• The problem
The number of lines containing "ActualZoneNum" is the only answer wanted; work it out from the entries below.

--

PR #7965, opened 2020-05-01
Global exterior energy

brianlball:
convert ExteriorEnergyUse over to /Data/EnergyPlusData


src/EnergyPlus/Data/EnergyPlusData.hh
```diff
@@ -109,16 +132,38 @@ struct ExteriorEnergyUseData : BaseGlobalStruct
         }
     };
 
+    struct ExteriorEquipmentUsage
```
Myoldmopar: So this is the big question, I think.  What do we do with structs?   Ahead of this refactor, it is pretty simple, structs and function declarations go in the matching header with the code.  But with this refactor, we have a choice.  We can either move the structs out to the data folder or we can leave it in the original header and forward declare the EnergyPlus data struct instance.  The main pro/con I see is that if we start pulling headers into this file, the file is going to quickly grow to a very large size.  Like very.  I don't really see any problems with forward declaring the data struct so that we can leave the headers in the original location.  Another perk about this approach is that the files changed on Github will go down too, so it will be easier to review.  I'm certainly open for discussion, but that's the way I'm leaning right now.  Let me know if you want me to take a quick pass here and apply that.

src/EnergyPlus/Data/EnergyPlusData.hh
```diff
@@ -85,6 +85,29 @@ struct DataGlobal : BaseGlobalStruct
 
 struct ExteriorEnergyUseData : BaseGlobalStruct
 {
+    // MODULE PARAMETER DEFINITIONS:
+    int const ElecUse = 1;         // Electricity
```
Myoldmopar: Whenever possible, when we have a group of `int const` in EnergyPlus code, these should be converted over to an `enum` or `enum class`.  They aren't actually 'data', they are basically just another 'type'.  As I mentioned in the previous comment, I am leaning toward leaving structs in their original header locations.  And these converted `int const` into `enums` should be left in there as well.  In fact, in a bunch of cases, you'll probably find they don't need to be in the header at all, and can just be put at the top of the cc file as a nice bonus.

(after further review below, I see the fuel type is used in the unit test, so the enum will need to stay in the header, no problem.)

src/EnergyPlus/Data/EnergyPlusData.hh
```diff
@@ -109,16 +132,38 @@ struct ExteriorEnergyUseData : BaseGlobalStruct
...
+        {
+        }
+    };
+
     int NumExteriorLights = 0; // Number of Exterior Light Inputs
     int NumExteriorEqs = 0;    // Number of Exterior Equipment Inputs
 
     // Object Data
     Array1D<ExteriorLightUsage> ExteriorLights;        // Structure for Exterior Light reporting
+    Array1D<ExteriorEquipmentUsage> ExteriorEquipment; // Structure for Exterior Equipment Reporting
```
Myoldmopar: :+1:

src/EnergyPlus/Data/EnergyPlusData.hh
```diff
@@ -109,16 +132,38 @@ struct ExteriorEnergyUseData : BaseGlobalStruct
...
 
-    void clear_state() override {
+    void clear_state() {
         NumExteriorLights = 0;
         NumExteriorEqs = 0;
         ExteriorLights.deallocate();
+        ExteriorEquipment.deallocate();
+        UniqueExteriorEquipNames.clear();
+        GetExteriorEnergyInputFlag = true;
```
Myoldmopar: :+1:

src/EnergyPlus/InternalHeatGains.cc
```diff
@@ -3294,14 +3294,14 @@ namespace InternalHeatGains {
                         ZoneOtherEq(Loop).OtherEquipFuelType = noOtherFuelTypeZero;
                         FuelTypeString = AlphaName(2);
                     } else {
-                        ExteriorEnergyUse::ValidateFuelType(ZoneOtherEq(Loop).OtherEquipFuelType,
+                        ExteriorEnergyUse::ValidateFuelType(state.exteriorEnergyUse, ZoneOtherEq(Loop).OtherEquipFuelType,
```
Myoldmopar: This is really nice.  I can see a not-so-distant future where this line changes from:

```
ExteriorEnergyUse::ValidateFuelType(state.exteriorEnergyUse, ...);
```
to
```
state.exteriorEnergyUse.validateFuelType(...);
```

src/EnergyPlus/StateManagement.cc
```diff
@@ -313,7 +313,7 @@ void EnergyPlus::clearAllStates()
     EMSManager::clear_state();
     EvaporativeCoolers::clear_state();
     EvaporativeFluidCoolers::clear_state();
-    ExteriorEnergyUse::clear_state();
+    //ExteriorEnergyUse::clear_state();
```
Myoldmopar, line 316: So over time, the StateManagement file will become moot as well.  All the clear_states will go through the data manager.  This is going to be great.

tst/EnergyPlus/unit/InternalHeatGains.unit.cc
```diff
@@ -130,7 +130,7 @@ TEST_F(EnergyPlusFixture, InternalHeatGains_OtherEquipment_CheckFuelType)
         if (equip.Name == "OTHEREQ1") {
             ASSERT_EQ(equip.OtherEquipFuelType, 0);
         } else if (equip.Name == "OTHEREQ2") {
-            ASSERT_EQ(equip.OtherEquipFuelType, ExteriorEnergyUse::PropaneUse);
+            ASSERT_EQ(equip.OtherEquipFuelType, state.exteriorEnergyUse.PropaneUse);
```
Myoldmopar: Ahh, and here is one reason why we won't be able to put that enum into the cc file, because the unit test needs to test against it.  That's fine, the enum can go in the header, but in general, it's nice to move things out of the header that don't need to be there.

Myoldmopar (commented):
This is a very exciting PR.  It's nice to see another chunk getting refactored and yet not having to make changes in hundreds of files.  My main review comment is that I think we want to leave the structs defined in their original location, not brought into the data file.  In that original header, you'll likely need to forward declare the EnergyPlusData struct or whatever struct you use in the function declarations.

src/EnergyPlus/ExteriorEnergyUse.hh
```diff
@@ -90,40 +72,21 @@ namespace ExteriorEnergyUse {
 
     // Clears the global data in ExteriorEnergyUse.
     // Needed for unit tests, should not be normally called.
-    void clear_state();
+    //void clear_state();
```
Myoldmopar: Oh, and go ahead and delete these lines, not just comment.

src/EnergyPlus/BaseboardElectric.hh
```diff
@@ -57,6 +57,8 @@
 
 namespace EnergyPlus {
 
+    struct EnergyPlusData;
```
Myoldmopar, line 60: So the main struct will live inside the EnergyPlus namespace.  Anywhere that we are using a forward declaration of this struct we need to put it inside the EnergyPlus namespace, not before it, and not inside another nested namespace.  This goes with any other lower level structs you may use as well.

src/EnergyPlus/BaseboardElectric.hh
```diff
@@ -125,7 +127,7 @@ namespace BaseboardElectric {
 
     void clear_state();
 
-    void SimElectricBaseboard(EnergyPlusData &state, std::string const &EquipName, int const ActualZoneNum, int const ControlledZoneNum, Real64 &PowerMet, int &CompIndex);
+    void SimElectricBaseboard(EnergyPlus::EnergyPlusData &state, std::string const &EquipName, int const ActualZoneNum, int const ControlledZoneNum, Real64 &PowerMet, int &CompIndex);
```
Myoldmopar, line 130: Accompanying that change, whenever we declare it as an argument type, it needs to be declared properly with `EnergyPlus::EnergyPlusData`.  This goes with the other lower-level types you may use: `EnergyPlus::ExteriorEnergyUseData`.

src/EnergyPlus/BaseboardRadiator.hh
```diff
@@ -185,12 +183,6 @@ namespace BaseboardRadiator {
 
 } // namespace BaseboardRadiator
 
-//+++++++++++++++++++++++++++++++++++++++++++++++++++++++++++++++++++++++++++++++++++++++++++++++++++++++
-//******************************************************************************************************
-//+++++++++++++++++++++++++++++++++++++++++++++++++++++++++++++++++++++++++++++++++++++++++++++++++++++++
-//******************************************************************************************************
-//+++++++++++++++++++++++++++++++++++++++++++++++++++++++++++++++++++++++++++++++++++++++++++++++++++++++
```
Myoldmopar, line 192: Feel free to clean up stuff like this as you refactor.

src/EnergyPlus/Data/EnergyPlusData.hh
```diff
@@ -66,119 +68,95 @@ struct BaseGlobalStruct
...
+        // MODULE PARAMETER DEFINITIONS
+        static constexpr int EndZoneSizingCalc = 4;
+
+        void clear_state() override {
+            AnnualSimulation = false;
+            DayOfSimChr = "0";
+        }
+    };
+
+    struct ExteriorEnergyUseData : BaseGlobalStruct {
```
Myoldmopar, line 87: These structs should remain very lean, only variables.  No nested structures, no int const values, just the actual variables storing data.

src/EnergyPlus/Data/EnergyPlusData.hh
```diff
@@ -66,119 +68,95 @@ struct BaseGlobalStruct
...
+            ExteriorEquipment.deallocate();
+            UniqueExteriorEquipNames.clear();
+            GetExteriorEnergyInputFlag = true;
+        }
+    };
+
+    struct FansData : BaseGlobalStruct {
+        // constants
+        static constexpr int ExhaustFanCoupledToAvailManagers = 150;
+        static constexpr int ExhaustFanDecoupledFromAvailManagers = 151;
```
Myoldmopar, line 110: I didn't remove these, but I would suggest you doing it.  I made an enum class from the constant integers in the exterior energy use namespace.  The enum class should live back in the original header file.  You'll need to go in and clean up the usage of those variables but it is generally easy.  If you don't feel like tackling that during any of these refactors, it is OK, but don't bring them into this namespace.  They are really just constants, not variables.

src/EnergyPlus/DataGlobals.hh
```diff
@@ -54,7 +54,6 @@
 
 // EnergyPlus Headers
 #include <EnergyPlus/EnergyPlus.hh>
-#include <EnergyPlus/Data/EnergyPlusData.hh>
```
Myoldmopar, line 57: This was causing a circular inclusion.  And it's not needed.  If, for some reason, DataGlobals needs something from the Data.hh file, it can forward declare it.

src/EnergyPlus/ExteriorEnergyUse.hh
```diff
@@ -53,77 +53,85 @@
...
-
-    // DERIVED TYPE DEFINITIONS:
+struct EnergyPlusData;
+struct ExteriorEnergyUseData;
 
-    // MODULE VARIABLE DECLARATIONS:
+namespace ExteriorEnergyUse {
 
-    // SUBROUTINE SPECIFICATIONS FOR MODULE <module_name>
+    enum class ExteriorFuelUsage {
```
Myoldmopar, line 65: Here is where I converted all those `int const` into an enumeration.  As I said, this isn't part of the actual scope here, so don't sweat every one of these, but in either case, leave them declared in the original header.

src/EnergyPlus/GroundTemperatureModeling/GroundTemperatureModelManager.hh
```diff
@@ -61,6 +61,8 @@
 
 namespace EnergyPlus {
 
+    struct DataGlobal;
```
Myoldmopar, line 64: I had to go around a number of places and add this forward declaration.  It had previously worked because these files all included `DataGlobals.hh`, which then included the main data file.  When I took that out, these did not compile anymore.  This new pattern works fine though.

src/EnergyPlus/InternalHeatGains.cc
```diff
@@ -3291,7 +3290,7 @@ namespace InternalHeatGains {
 
                     std::string FuelTypeString("");
                     if (AlphaName(2) == "NONE") {
-                        ZoneOtherEq(Loop).OtherEquipFuelType = noOtherFuelTypeZero;
+                        ZoneOtherEq(Loop).OtherEquipFuelType = ExteriorEnergyUse::ExteriorFuelUsage::Unknown;
```
Myoldmopar, line 3293: Minor changes related to converted the ints to an enumeration.

src/EnergyPlus/api/runtime.cc
```diff
@@ -54,7 +54,7 @@
 #include <EnergyPlus/UtilityRoutines.hh>
 
 void cClearAllStates() {
-    EnergyPlusData state;   //THIS IS TEMPORARY
+    EnergyPlus::EnergyPlusData state;   //THIS IS TEMPORARY
```
Myoldmopar, line 57: This definitely needs to be temporary.  I will do some thinking about this.  I think the main point is that now when someone wants to run an EnergyPlus simulation as a library, they need to own the state.

Myoldmopar (commented):
Let me know if you want to chat about my changes or my comments here anytime.

mitchute:
CI is as good as it's going to get here. Let's call this one done. Merging.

--

• Answer to the exercise
2